5 - It should and can be a 5. The challenge is that some development shops don’t pay attention to the user experience of the admins. You definitely need to save time and budget and energy to pay attention to how a large team is going to maintain a site and those workflows and customize that experience so they’re seeing just the content they need to edit and not everything else.
How would you rate Drupal for support, as in the response of their team, and the helpfulness of available resources online?
4 - We are one firm and we are responsive and support our clients. Most Drupal shops do that. There might be some that don’t. That’s the challenge of being an opensource project versus Adobe or something where there is a profit motive and they have a support system that has a budget and an 800 number for all Adobe clients. Drupal doesn’t have that.
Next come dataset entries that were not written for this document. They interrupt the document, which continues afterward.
PR #7024, opened 2025-04-11
Fix broken keyPath to ssh-keygen

marcleblanc2:
## Problem

When keyPath contains spaces, ex. `/Users/username/Library/Application Support/Code/User/globalStorage/amazonwebservices.aws-toolkit-vscode/aws-ec2-key` the ssh-keygen command fails with "Too many arguments", and doesn't get caught by the "Unknown key type" failure check. 

This results in log output like

[error] aws.ec2.openRemoteConnection: Error: Unable to connect to target instance <id> on region <region>. Testing SSM connection to instance failed: Warning: Permanently added 'aws-ec2-<id>' (ED25519) to the list of known hosts.
no such identity: /Users/username/Library/Application Support/Code/User/globalStorage/amazonwebservices.aws-toolkit-vscode/aws-ec2-key: No such file or directory
ec2-user@aws-ec2-<id>: Permission denied (publickey,gssapi-keyex,gssapi-with-mic). [EC2SSMTestConnect]

## Workaround

Manually run the command with a double quoted path to create the key in this path.

## Solution

Double quote the path in the command arg

---

### DIFF
--- a/packages/core/src/awsService/ec2/sshKeyPair.ts
+++ b/packages/core/src/awsService/ec2/sshKeyPair.ts
@@ -81,7 +81,7 @@ export class SshKeyPair {
         }
         return await tryRun(
             'ssh-keygen',
-            ['-t', keyType, '-N', '', '-q', '-f', keyPath],
+            ['-t', keyType, '-N', '', '-q', '-f', concat('"', keyPath, '"')],
             'yes',
             /^(?!.*Unknown key type).*/i,
             {


justinmk3:
Thanks for looking into this. Did you confirm that this change fixes the issue? I am surprised if it does, because the list form of arguments should already do that. By adding quotes as you've done here, it will send literal `"` chars to the program. 

If that fixes the issue, that might indicate a bug in ssh-keygen. It's certainly worth a workaround to avoid such a bug, but we need to make sure it doesn't regress anything.

packages/core/src/awsService/ec2/sshKeyPair.ts
```diff
@@ -81,7 +81,7 @@ export class SshKeyPair {
         }
         return await tryRun(
             'ssh-keygen',
-            ['-t', keyType, '-N', '', '-q', '-f', keyPath],
+            ['-t', keyType, '-N', '', '-q', '-f', concat('"', keyPath, '"')],
```
justinmk3, line 84: npm error src/awsService/ec2/sshKeyPair.ts(84,51): error TS2304: Cannot find name 'concat'.

PR #7041, opened 2025-04-14
fix(chat): Add programmer card on top of the page. 

Randall-Jiang:
## Problem
We want to show the programmer card on top of the page. And change the welcome message

## Solution
image

---


packages/core/src/amazonq/webview/ui/tabs/generator.ts
```diff
@@ -67,6 +79,15 @@ export class TabDataGenerator {
                       messageId: 'regionProfile',
                   }
 
+        const welcomeMessage = `Hi! I'm Amazon Q.
```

You’re beholden to the Drupal agency that you picked which knocks the quality from a 5 to a 4 because you can’t guarantee that everybody is going to support the same way.
How likely are you to recommend Drupal to a friend or colleague?
5 - In the sales process, we tell our clients if WordPress would be more suited to them. We have some WordPress shops that we like and that provide good work that we refer business to all the time. We don’t try to turn WordPress clients into Drupal clients. For the right type of client, Drupal is a 5.
How would you rate Drupal for overall satisfaction?
5 - We started doing much better when focused on Drupal. It’s been about 10 years. Being able to follow in their wake and with companies like Acquia also coming aboard to lend commercial credibility to the opensource community, it’s been great for us and definitely a big part of our success.